[Freeswitch-users] Hung Channels (SVN Rev 10231)

Mathieu Rene mrene_lists at avgs.ca
Thu Mar 5 14:55:33 PST 2009


HI,

If you suspect a bug, the place to report it is JIRA. See: http://wiki.freeswitch.org/wiki/Reporting_Bugs 
.
This gives the whole team a way of following up on issues.

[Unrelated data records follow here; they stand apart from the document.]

PR #48, opened 2020-08-11
Feature/obj 197 endpoint controller

mattch1:
Download attachment endpoint linked to file transfer api download stub.

### DIFF
--- a/src/main/java/uk/gov/companieshouse/api/strikeoffobjections/controller/ObjectionController.java
+++ b/src/main/java/uk/gov/companieshouse/api/strikeoffobjections/controller/ObjectionController.java
@@ -56,6 +56,7 @@ public class ObjectionController {
     private static final String ERROR_500 = "Internal server error";
     private static final String COULD_NOT_DELETE = "Could not delete attachment";
     private static final String OBJECTION_NOT_PROCESSED = "Objection not processed";
+    private static final String DOWNLOAD_ERROR = "Download Error";
 
     private PluggableResponseEntityFactory responseEntityFactory;
     private IObjectionService objectionService;
@@ -464,7 +465,7 @@ public class ObjectionController {
         } catch (HttpClientErrorException | HttpServerErrorException e) {
             apiLogger.errorContext(
                     requestId,
-                   "",
+                    DOWNLOAD_ERROR,
                     e,
                     logMap
             );
--- a/src/main/java/uk/gov/companieshouse/api/strikeoffobjections/controller/ObjectionController.java
+++ b/src/main/java/uk/gov/companieshouse/api/strikeoffobjections/controller/ObjectionController.java
@@ -35,7 +35,6 @@ import uk.gov.companieshouse.service.rest.response.PluggableResponseEntityFactor
 
 import javax.servlet.http.HttpServletRequest;
 import javax.servlet.http.HttpServletResponse;
-import java.io.IOException;
 import java.util.HashMap;
 import java.util.List;
 import java.util.Map;
@@ -460,7 +459,8 @@ public class ObjectionController {
                     "GET /{objectionId}/attachments/{attachmentId}/download request received",
                     logMap
             );
-            FileTransferApiClientResponse downloadServiceResult = objectionService.downloadAttachment(objectionId, attachmentId, response);
+            FileTransferApiClientResponse downloadServiceResult = objectionService.downloadAttachment(
+                    requestId, objectionId, attachmentId, response);
             return ResponseEntity.status(downloadServiceResult.getHttpStatus()).build();
         } catch (HttpClientErrorException | HttpServerErrorException e) {
             apiLogger.errorContext(
@@ -470,6 +470,21 @@ public class ObjectionController {
                     logMap
             );
             return ResponseEntity.status(e.getStatusCode()).build();
+        } catch (ServiceException e) {
+            apiLogger.errorContext(
+                    requestId,
+                    DOWNLOAD_ERROR,
+                    e,
+                    logMap
+            );
+            return ResponseEntity.status(HttpStatus.INTERNAL_SERVER_ERROR).build();
+
+        } finally {
+            apiLogger.infoContext(
+                    requestId,
+                    "Finished DOWNLOAD /{objectionId}/attachments/{attachmentId}/download request",
+                    logMap
+            );
         }
     }
 }
--- a/src/main/java/uk/gov/companieshouse/api/strikeoffobjections/controller/ObjectionController.java
+++ b/src/main/java/uk/gov/companieshouse/api/strikeoffobjections/controller/ObjectionController.java
@@ -33,6 +33,7 @@ import uk.gov.companieshouse.service.rest.response.ChResponseBody;
 import uk.gov.companieshouse.service.rest.response.PluggableResponseEntityFactory;
 
 import javax.servlet.http.HttpServletRequest;
+import javax.servlet.http.HttpServletResponse;
 import java.util.HashMap;
 import java.util.List;
 import java.util.Map;
@@ -437,6 +438,36 @@ public class ObjectionController {
                     "Finished DELETE /{objectionId}/attachments/{attachmentId} request",
                     logMap
             );
+        }
+    }
+
+    @GetMapping("/{objectionId}/attachments/{attachmentId}/download")
+    public ResponseEntity<Void> downloadAttachment(@PathVariable String companyNumber,
+                                                   @PathVariable String objectionId,
+                                                   @PathVariable String attachmentId,
+                                                   @RequestHeader(value = ERIC_REQUEST_ID_HEADER) String requestId,
+                                                   HttpServletResponse response) {
+        Map<String, Object> logMap = new HashMap<>();
+        logMap.put(LOG_COMPANY_NUMBER_KEY, companyNumber);
+        logMap.put(LOG_OBJECTION_ID_KEY, objectionId);
+
+        try{
+            apiLogger.infoContext(
+                    requestId,
+                    "GET /{objectionId}/attachments/{attachmentId}/download request received",
+                    logMap
+            );
+
+            objectionService.downloadAttachment(objectionId, attachmentId, response);
+            return new ResponseEntity<>(HttpStatus.OK);
+        } catch (HttpClientErrorException | HttpServerErrorException e) {
+            apiLogger.errorContext(
+                    requestId,
+                   "",
+                    e,
+                    logMap
+            );
+            return ResponseEntity.status(e.getStatusCode()).build();
         }
     }
 }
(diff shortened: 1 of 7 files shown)


ICoxCH:
Please check the sonar report for some unused imports, and logging an exception instead of e.printStackTrace()

src/main/java/uk/gov/companieshouse/api/strikeoffobjections/file/FileTransferApiClient.java
```diff
@@ -167,14 +167,18 @@ public FileTransferApiClientResponse delete(String requestId, String fileId) {
...
         FileTransferApiClientResponse fileTransferApiClientResponse = new FileTransferApiClientResponse();
         fileTransferApiClientResponse.setFileId(fileId);
         fileTransferApiClientResponse.setHttpStatus(HttpStatus.OK);
 
         InputStream inputStream = new ByteArrayInputStream("This is a test".getBytes());
-        IOUtils.copy(inputStream, httpServletResponse.getOutputStream());
+        try {
+            IOUtils.copy(inputStream, httpServletResponse.getOutputStream());
+        } catch (IOException e) {
+            e.printStackTrace();
```
ICoxCH, line 180: Whats the thinking behind catching the exception here and not throwing it to the service for the service to deal with?

mattch1: No it should't really be caught here, it was only put there as part of the stop gap required to add some byte content to the stub so I thought little of leaving it there. However, there are lasting benefits to throwing an exception in the service and then throwing a service exception as we do with other methods  - this should be part of the stubbed structure so chnaged this.

src/main/java/uk/gov/companieshouse/api/strikeoffobjections/controller/ObjectionController.java
```diff
@@ -439,4 +442,49 @@ public ResponseEntity deleteAttachment(
...
+            return ResponseEntity.status(downloadServiceResult.getHttpStatus()).build();
+        } catch (HttpClientErrorException | HttpServerErrorException e) {
+            apiLogger.errorContext(
+                    requestId,
+                    DOWNLOAD_ERROR,
+                    e,
+                    logMap
+            );
+            return ResponseEntity.status(e.getStatusCode()).build();
+        } catch (ServiceException e) {
```
ICoxCH, line 473: Need a unit test to cover the service exception being thrown

src/main/java/uk/gov/companieshouse/api/strikeoffobjections/service/impl/ObjectionService.java
```diff
@@ -286,6 +288,19 @@ private void deleteFromS3(String requestId, String attachmentId, Map<String, Obj
...
     }
 
+    public FileTransferApiClientResponse downloadAttachment(String requestId,
+                                                            String objectionId,
+                                                            String attachmentId,
+                                                            HttpServletResponse response) throws ServiceException {
+        Map<String, Object> logMap = buildLogMap(null, objectionId, attachmentId);
+        try {
+            return fileTransferApiClient.download(attachmentId, response);
+        } catch (IOException e) {
```
ICoxCH, line 298: Need a unit test for IOException being thrown

src/test/java/uk/gov/companieshouse/api/strikeoffobjections/controller/ObjectionControllerTest.java
```diff
@@ -400,6 +406,85 @@ public void deleteAttachmentWhenUnableToDelete()
...
+                objectionController.downloadAttachment(
+                        COMPANY_NUMBER, OBJECTION_ID, ATTACHMENT_ID, REQUEST_ID, httpServletResponse);
+
+        assertEquals(HttpStatus.OK, responseEntity.getStatusCode());
+        assertNull(responseEntity.getBody());
+        assertTrue(responseEntity.getHeaders().isEmpty());
+    }
+
+    @Test
+    public void testReturnUnauthorizedStatusWhenInDownloadResponse() throws ServiceException {
```
ICoxCH, line 429: Could this test and the one below it have better names?
Perhaps testReturnUnauthorizedStatusWhenDownloadResponseUnauthorized

src/test/java/uk/gov/companieshouse/api/strikeoffobjections/service/impl/ObjectionServiceTest.java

Also can you upgrade to svn trunk? A lot of fixes gets committed  
daily, so its good to stay up to date.

As you seem familiar with GDB, you may symlink the .gdbinit file in  
the support-d/ folder to your home directory.
This will give you some FS-specific macros such as "list_sessions"  
which will dump a list of uuids to session pointers.

In your jira, make sure you include "thread apply all bt",  
"list_sessions" and show channels (this one goes in FS) but PLEASE  
update to svn trunk and test again to see if it still happens.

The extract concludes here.